Выбрать главу

Они едва поспевали за гробом.

Никто никогда не видел, чтобы на скрипках играли во время ходьбы. Вскоре музыканты остановились и играли стоя. В промежутках между пьесами они бегом догоняли гроб.

Поляки всех легионов объединились в единый хор. Гарибальдийцы, у которых Домбровский был в свое время полковником, пели особо. Ораторы, чтобы произнести несколько слов, должны были занимать балконы квартир, выходящих на путь процессии, так как на мостовой задерживаться было опасно — толпа раздавила бы всякого остановившегося, даже не заметив такого несчастия.

Это был последний массовый праздник Коммуны.

Буиссон впервые подумал о Джеккере. Еще сегодня утром он мог считать себя спасенным — пять дней назад в город вошли версальцы, горел Лувр, горел Тюильри, горела набережная; федератов расстреливали на каждом углу. И вот не будь Клавье…

— Какой сегодня день? — спросил Джеккер.

Ему назвали.

— Какая поздняя весна, — произнес он печально.

— Напротив. Дни были жаркие, хоть куда.

— И сыро, — сказал он, не слыша реплики, и быстро, без волнения, спросил: — А город горит, а? — Он несколько раз оглянулся в сторону города.

Иссиня-черные тучи дыма или страшной грозы низко залегли над крышами.

— И Пантеон и Дворец правосудия, все? — заинтересованно спросил Джеккер.

Либертон молча кивнул головой в ответ.

Улица des Partans началась узкой, крутой тропинкой между буграми и рытвинами свалочного поля.

— Однако это здорово далеко, — сказал Буиссон. — А что, если вот тут, а?

Все остановились, разглядывая местность.

— Дойдемте уж до конца, — ласково сказал Джеккер. — Все равно вам итти до парка.

Он поспешно двинулся первым.

Молча свернули на Китайскую улицу. Парк открывался верхушками худых тополей в самом конце ее. Показались первые фигуры людей.

Отсюда, с холма, катилось вниз, на город, утро. Дождь вобрал в себя солнце, как краску, и шел разноцветной массой — то желтой, то серой, то блестящей, как свежие медные опилки.

— Ну, вот тут, — сказал Либертон и показал на канаву, прикорнувшую между улицей и стеной.

— Спускайтесь, — распорядился Клавье.

Джеккер сдернул пальто и неумело, чуть раскорячась, сбежал на мокрое дно ямы.

Какой-то парень мчался со стороны парка.

— Стойте, стойте! — кричал он. — Я тоже.
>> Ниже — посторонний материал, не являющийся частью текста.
PR #468, opened 2021-02-03
Install NLP models in Docker

omri374:
Added a Python script which reads a conf file (e.g. conf/default.yaml) and downloads the defined models during Docker build.


presidio-analyzer/install_nlp_models.py
```diff
@@ -0,0 +1,58 @@
...
+            if not stanza:
+                raise ValueError("the Stanza package should be installed manually")
+            else:
+                stanza.download(model["model_name"])
+        else:
+            raise ValueError(
+                f"Unsupported nlp engine: {nlp_configuration['nlp_engine_name']}"
+            )
+    logger.info("finished installing models")
+
```
shiranr, line 44: The if else here is extremely confusing. how about a switch case?

shiranr (commented):
One comment, LMK what you think :)

presidio-analyzer/Dockerfile
```diff
@@ -1,15 +1,18 @@
 FROM python:3.8-slim
 
 ARG NAME
-ARG SPACY_MODEL=en_core_web_lg
+ARG NLP_CONF_FILE=conf/default.yaml
```
navalev, line 4: I would not change the dockerfile, but instead update the documetation with a sample of how to change it if a user wants to install NLP model in docker. WDYT?

navalev (changes requested):

presidio-analyzer/Dockerfile
omri374: so you mean we wouldn't have an argument here? this could be useful if we want to build it with other versions for testing

presidio-analyzer/install_nlp_models.py
omri374: I agree this is confusing, but there is no switch case in Python. How would you suggest to do it?

omri374: Let me refactor a little bit and see if you find it more readable.

navalev: how about using and array or lambda, somthing like (this will not work, just quick pseudo code)
```
nlp_modles = {
"spacy" : lambda s:  spacy.cli.download(model["model_name"]),
"stanza": lambda s:  stanza.download(model["model_name"])
}

nlp_models.get(nlp_configuration["nlp_engine_name"])
```

presidio-analyzer/Dockerfile
navalev: I would opt for just using the default, which is already configured in the code, so no need to add the config file.

navalev: On second thought, let's leave it in the dockerfile, will make it easier for users to use the language config feature by just updating the config file and rebuilding the image. I'm resoving the comment

presidio-analyzer/install_nlp_models.py
omri374: Thanks @navalev, this is a great suggestion. I did something a little different before seeing your suggestion. If you still feel it's cumbersome I could definitely refactor again.

presidio-analyzer/Dockerfile
omri374: These were my thoughts. Maybe it deserves more documentation to make sure users understand how to use it?

balteravishay (approved):
lgtm

presidio-analyzer/install_nlp_models.py
omri374: @shiranr could you please review if the new code makes more sense?

navalev: @omri374 looks good to me :)

navalev (approved):

PR #20, opened 2025-05-06
Add new error message format

aditya1702:


internal/api/handlers/protocols.go
```diff
@@ -42,28 +59,32 @@ func (h *ProtocolsHandler) GetProtocols(w http.ResponseWriter, r *http.Request)
...
+		return httperror.NewHttpError(ErrFailedToReadProtocolsConfig.ClientMessage, err, http.StatusInternalServerError, nil)
 	}
 
 	var protocols []Protocol
 	err = json.Unmarshal(data, &protocols)
 	if err != nil {
-		errStr := fmt.Sprintf("failed to unmarshal protocols config: %v", err)
-		logger.ErrorWithContext(ctx, errStr)
-		return httperror.NewHttpError(errStr, err, http.StatusInternalServerError, nil)
+		// Helper function to safely get a snippet of data for logging
```
aristidesstaffieri, line 69: Should we lift this helper into a helper file or somewhere that it can be reused by other handlers in the future?

aristidesstaffieri: Yeah just seems like code that will for sure be reused but fine with me to do it later. 👍

PR #26, opened 2025-05-13
Add code coverage to github workflows

aditya1702:
- Add code coverage to github workflow
- Add tests for increasing coverage to greater than 80%


Makefile
```diff
@@ -103,7 +103,7 @@ check: fmt vet lint generate shadow exhaustive deadcode goimports govulncheck ##
 # ==================================================================================== #
 unit-test: ## Run unit tests
 	@echo "==> Running unit tests..."
-	ENABLE_INTEGRATION_TESTS=false go test -v ./...
+	ENABLE_INTEGRATION_TESTS=false go test -v -race -cover -coverprofile=c.out ./...
```
marcelosalloum, line 106: Running the tests with coverage is significantly slower, so I wouldn't make it the default option in your makefile.

marcelosalloum: Perhaps a dedicated makefile function that includes coverage would be better

marcelosalloum (approved):

Makefile
aditya1702: Got it. I will add a separate option fo it

Issue #39, opened 2025-08-20
Support multiple networks from 1 instance


aristidesstaffieri:
### What problem does your feature solve?
Right now, the service is configured to instantiate 1 rpc client per instance which uses the configured RPC url. This means that we can only support 1 network per backend instance.

### What would you like to see?
rpc configuration to happen at the request level so that 1 API instance can answer questions about testnet or pubnet

### What alternatives are there?
Deploy API instance per network

PR #51, opened 2025-10-27
Feature/add ledger key accounts endpoint

piyalbasu:
This is a re-roll of #49 as the scope of this PR has changed significantly. In terms of the feature, this is actually very similar to the old PR. We're now just returning all of the ledger key account's info rather than just the home domain. Besides that, the code is almost all the same, I just changed var names. Please see the old PR for the full discussion.

Closes https://github.com/stellar/freighter-backend/issues/266

_What_

This adds a `/ledger-key/accounts/` endpoint to Freighter Backend V2. This takes an array of public keys, creates Ledger Keys from them, and then passes them on to a single call to RPC to get the account ledger entries of the account(s). From here, we can return account info for each of the requested accounts.

_Why_

Currently in Freighter, when we need to fetch an asset issuer's home domain, we need to look up the account on Horizon. Because of how Horizon accounts are setup, we have to do this one at a time. So, if a user has 10 trustlines, we need to do 10 different Horizon account look ups. This is time consuming. With this new method, we can make one request to Freighter Backend v2 and get all of the relevant home domains in 1 very fast call. 🎉  Also, there's the added benefit of having one less thing that we need Horizon for 🎉 🎉 

Originally, this feature only returned an account's home domain, as that is currently the main use case for Freighter. But after chatting with @aristidesstaffieri , we decided it made more sense for this endpoint to return all of the ledger key's account info. In the future, we may want some other info from the account and it'd be nice to already have this endpoint in place without having to create a new one.

_Future Work_
We still need this endpoint to support Testnet/Futurenet. There is already a [ticket](https://github.com/stellar/freighter-backend-v2/issues/39) for this work. As a fast-follow, I will add RPC network switching and enable it for all of Freighter Backend V2's endpoints

Some examples:

Fetching an account for a valid account on Mainnet:
Screenshot 2025-10-27 at 11 43 54 AM

Fetching an account for multiple valid accounts on Mainnet. The second account does not exist, so it just returns empty values:
Screenshot 2025-10-27 at 11 52 53 AM

Fetching an account for a valid account alongside an invalid account:
Screenshot 2025-10-27 at 12 24 33 PM


internal/api/handlers/ledger_key_accounts.go
```diff
@@ -0,0 +1,177 @@
...
+
+// GetLedgerKeyAccounts handles creating ledger keys from public keys and then fetches the account info from the RPC service
+// It returns a map of public keys to AccountInfo and a map of errors if some of the public keys are invalid
+// This is designed to be flexible so valid public keys will return results while invalid public keys will return errors
+func (h *LedgerKeyAccountHandler) GetLedgerKeyAccounts(w http.ResponseWriter, r *http.Request) error {
+	_, cancel := context.WithTimeout(r.Context(), HealthCheckContextTimeout)
+	defer cancel()
+	ledgerKeyAccountList := make(map[string]types.AccountInfo)
+	var ledgerKeyAccountError LedgerKeyAccountError
+	queryParams := r.URL.Query()
```
aristidesstaffieri: should we provide any validation for missing parameters?

piyalbasu:
@aristidesstaffieri All pr comments addressed here: https://github.com/stellar/freighter-backend-v2/pull/51/commits/b40cca8e33ac59ab706368c84f136dc2304b0e83

PR #52, opened 2025-10-31
add rpc network switching

### LINKED ISSUE #39: Support multiple networks from 1 instance

piyalbasu:
Closes #39 

Support multiple RPC networks. This is needed for multiple endpoints (ledgerkey/accounts and collectibles) to make sure we can fetch data from Mainnet, Testnet, and Futurenet

This adds a network switching configuration and it implements in `collectibles`, `getHealth`, and `ledgerKey/accounts`

### DIFF
--- a/internal/api/handlers/ledger_key_accounts.go
+++ b/internal/api/handlers/ledger_key_accounts.go
@@ -3,11 +3,13 @@ package handlers
 import (
 	"context"
 	"encoding/base64"
+	"encoding/json"
 	"errors"
 	"fmt"
 	"maps"
 	"net/http"
-	"slices"
+
+	set "github.com/deckarep/golang-set/v2"
 
 	"github.com/stellar/freighter-backend-v2/internal/api/httperror"
 	response "github.com/stellar/freighter-backend-v2/internal/api/httpresponse"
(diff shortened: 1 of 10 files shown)


internal/api/handlers/collectibles.go
```diff
@@ -243,6 +246,13 @@ func (h *CollectiblesHandler) GetCollectibles(w http.ResponseWriter, r *http.Req
 	ctx, cancel := context.WithTimeout(r.Context(), HealthCheckContextTimeout)
 	defer cancel()
 
+	network := r.URL.Query().Get("network")
+	if network != types.PUBLIC && network != types.TESTNET && network != types.FUTURENET {
```
piyalbasu: In order to support Freighter Mobile which is already using this endpoint in prod, we won't throw an error on a missing network config yet. We'll default to Pubnet to maintain the current functionality

internal/api/handlers/health.go
```diff
@@ -42,10 +43,14 @@ func (h *HealthHandler) CheckHealth(w http.ResponseWriter, r *http.Request) erro
 	w.Header().Set("Cache-Control", "no-cache, no-store, must-revalidate")
 	serviceStatus := make(map[string]string)
 	overallHealthy := true
+	network := r.URL.Query().Get("network")
 
+	if network != types.PUBLIC && network != types.TESTNET && network != types.FUTURENET {
```
piyalbasu: My guess is that this is not being used by a client and that's only being used by us to check health. If that's not accurate, lmk - I'll disable this error

aristidesstaffieri: this gets used in the health check endpoint which is used by the k8s orchestrator so I think we need to do something similar to the collectibles fallback to start, then update our deployment before removing the fallback.

PR #53, opened 2025-11-04
use post for ledger-key/accounts endpoint

piyalbasu:
_What_

Changes the `/ledger-keys/accounts` request method to `POST` instead of `GET`

_Why_

As I was implementing this in the FE, I realized that we may run into instances where an account has a large number of assets for which we will need to fetch home domains. If an account has 100 assets, the request for this endpoint would be over 5600 characters long (each public key being 56 chars). The general rule of thumb is to try to keep a URL limit under 2,000 characters (each browser institutes its own limits).

For scalability, we should err on the side of passing the public keys as JSON body instead of query params

### DIFF
--- a/internal/api/handlers/ledger_key_accounts.go
+++ b/internal/api/handlers/ledger_key_accounts.go
@@ -154,7 +154,7 @@ func (h *LedgerKeyAccountHandler) GetLedgerKeyAccounts(w http.ResponseWriter, r 
 	}
 	ledgerKeyAccountList = ledgerKeyAccountKeys.LedgerKeyAccountMap
 	
-	ledgerKeyAccountsRpcData, e := h.RpcService.GetLedgerEntry(contextWithTimeout, ledgerKeyAccountKeys.LedgerKeys, network)
+	ledgerKeyAccountsRpcData, e := h.RpcService.GetLedgerEntries(contextWithTimeout, ledgerKeyAccountKeys.LedgerKeys, network)
 	
 	if e != nil && ledgerKeyAccountKeysError.ErrorMessage == "" {
 		ledgerKeyAccountError = LedgerKeyAccountError{ErrorMessage: e.Error()}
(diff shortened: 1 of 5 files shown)


aristidesstaffieri:
This will need tweaks to the response headers to match the added method.

internal/api/handlers/ledger_key_accounts.go
```diff
@@ -117,49 +131,46 @@ func processLedgerKeyAccountsEntries(publicKeys []string, data []types.LedgerEnt
...
-			if e != nil && ledgerKeyAccountKeysError.ErrorMessage == "" {
-				ledgerKeyAccountError = LedgerKeyAccountError{ErrorMessage: e.Error()}
-			}
+	ledgerKeyAccountKeys, ledgerKeyAccountKeysError := getLedgerKeyAccountKeys(deduplicatedPublicKeys)
+	if ledgerKeyAccountKeysError.ErrorMessage != "" {
+		ledgerKeyAccountError = ledgerKeyAccountKeysError
+	}
+	ledgerKeyAccountList = ledgerKeyAccountKeys.LedgerKeyAccountMap
+	
+	ledgerKeyAccountsRpcData, e := FetchLedgerEntries(h.RpcService, contextWithTimeout, ledgerKeyAccountKeys.LedgerKeys, network)
```
aditya1702: Shouldnt we have this function as part of the `RpcService`? See how we add the methods to the wallet backend's rpc service: https://github.com/stellar/wallet-backend/blob/main/internal/services/rpc_service.go#L207

piyalbasu: Good point. Actually, after iterations, `FetchLedgerEntries` is now just a simple wrapper around `RpcService.GetLedgerEntry`. I'm going to remove `FetchLedgerEntries` and just directly call `RpcService.GetLedgerEntry`

PR #83, opened 2026-04-17
fix(ledger-key/accounts): max ledger keys for GetLedgerKeyAccounts

aristidesstaffieri:
What
- Cap `public_keys` per request at MaxLedgerKeyAddresses (--max-ledger-key-addresses, default 100) before any decoding or RPC work, mirroring the existing MaxBalanceAddresses pattern.
- Replace the nested loop in `processLedgerKeyAccountsEntries` with an O(N+M) map lookup built from the RPC response.
- Honor `ctx.Err()` inside `getLedgerKeyAccountKeys` so cancellation actually stops the XDR decode loop.
- Add a defensive MaxLedgerEntryKeys (200) guard in `RpcService.GetLedgerEntries` so no future caller can forward an unbounded key slice to the upstream Stellar RPC.

Tests cover over-limit rejection, at-limit success, unlimited mode (max = 0), parity of the new map-based lookup with the old nested loop, and the upstream RPC cap.

Why
`processLedgerKeyAccountsEntries` scanned the RPC entries list once per submitted public key (O(N*M)), and the only input bound was a 1 MB body limit that comfortably fits ~15k keys. A single request could peg a core for ~12 s, and the 5s handler context was never consulted by the loop.

### DIFF
--- a/cmd/serve/serve.go
+++ b/cmd/serve/serve.go
@@ -44,6 +44,7 @@ func (s *ServeCmd) Command() *cobra.Command {
 	cmd.Flags().StringVar(&s.Cfg.AppConfig.MeridianPayStellarHouseAddress, "meridian-pay-stellar-house-address", "", "The Meridian Pay Stellar House collection address")
 	cmd.Flags().Int64Var(&s.Cfg.AppConfig.MaxRequestBodySize, "max-request-body-size", 1<<20, "Maximum request body size in bytes (default: 1MB)")
 	cmd.Flags().IntVar(&s.Cfg.AppConfig.MaxBalanceAddresses, "max-balance-addresses", 100, "Maximum number of addresses allowed in account balances request")
+	cmd.Flags().IntVar(&s.Cfg.AppConfig.MaxLedgerKeyAddresses, "max-ledger-key-addresses", 100, "Maximum number of public keys allowed in a ledger-key/accounts request")
 
 	// RPC Config
 	cmd.Flags().StringVar(&s.Cfg.RpcConfig.PubnetRpcUrl, "pubnet-rpc-url", "", "The Pubnet URL of the Pubnet RPC instance")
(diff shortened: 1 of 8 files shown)


cmd/serve/serve.go
```diff
@@ -44,6 +44,7 @@ func (s *ServeCmd) Command() *cobra.Command {
 	cmd.Flags().StringVar(&s.Cfg.AppConfig.MeridianPayStellarHouseAddress, "meridian-pay-stellar-house-address", "", "The Meridian Pay Stellar House collection address")
 	cmd.Flags().Int64Var(&s.Cfg.AppConfig.MaxRequestBodySize, "max-request-body-size", 1<<20, "Maximum request body size in bytes (default: 1MB)")
 	cmd.Flags().IntVar(&s.Cfg.AppConfig.MaxBalanceAddresses, "max-balance-addresses", 100, "Maximum number of addresses allowed in account balances request")
+	cmd.Flags().IntVar(&s.Cfg.AppConfig.MaxLedgerKeyAddresses, "max-ledger-key-addresses", 100, "Maximum number of public keys allowed in a ledger-key/accounts request")
```
piyalbasu, line 53: Just want to clarify: I believe an operator can set `--max-ledger-key-addresses=10000` at run time, but in  services/rpc.go, we hardcode MaxLedgerEntryKeys to 200. Are these in opposition?

piyalbasu (approved):

cmd/serve/serve.go
aristidesstaffieri: MaxLedgerEntryKeys is meant to be a hard cap so `max-ledger-key-addresses` is meant to be configurable up to that number of ledger keys. I see that this is awkward though and we should probably just enforce the cap in serve.go at startup.

The cap exists to match the max number of ledger keys that RPC will accept for a request.

Moved the validation to startup in 3ab2044e4df8518ad169d356b3a1fe0ab4fceaf9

Подождите!

Быстро зарядил ружье.

— Ну, желаю вам никогда не вспоминать об этом, — отрывисто сказал Джеккер.

Он поднял глаза к небу, но быстро опустил их и стал взволнованно разглядывать дула ружей. Он поморщился.

— Не вспоминать? Напротив, напротив… — сказал кто-то.

Все оглянулись на Буиссона. Он, однако, не соображал, сказал ли он что-нибудь. Ему казалось, что он не раскрывал рта, хотя молчать было действительно страшно. Надо было говорить много, хорошо, убежденно. Рассказать всю свою жизнь, развернуть свою растерянную душу, заглянуть туда самому и понять, как и почему все это вышло.

Джеккер досадливо дернул губой. Он хотел сунуть руки в карманы. Вынул их и занес за спину. Пальцы рук конвульсивно метались, он не мог сжать руку в кулак.

Тут они все шестеро выстрелили. Ха! Залп отдался прямо в кишках.

— Ну, пошли, пошли, — заторопил Клавье, — у нас еще тысяча дел.

Последняя страница в дневнике Эдуарда Коллинса

Несмотря на предупреждение мистера О., я никогда не думал, что конец так близок. Самые замечательные события произошли с быстротой поистине необъяснимой. Говорят, что в день, когда версальцы ворвались в город через ворота Сен-Клу, Домбровский был у себя дома, на улице Vavin, 52. В переполохе его даже забыли известить об опасности. Когда в четыре часа дня он появился в штабе в Ла Мюэтт и выслушал доклад с тем щегольским спокойствием, которое появлялось у него в самые критические минуты, он тотчас распорядился послать за батареей седьмого калибра в Морское министерство и вызвать 19-й и 69-й батальоны.

— Я буду командовать сам, — обнадеживающе сказал он.

Тотчас, говорят, он посылает депешу Комитету общественного спасения — она идет три часа — о необходимости послать части для занятия ворот Отей. Федераты окапываются у виадука и у начала бульвара Марата. Баррикадируют набережную на высоте Иенского моста. В понедельник двадцать второго Домбровский, около двух часов ночи, бледный, расстроенный, контуженный осколками камня в грудь, появляется в Ратуше. Он рассказывает о бесплодных попытках остановить бегущих.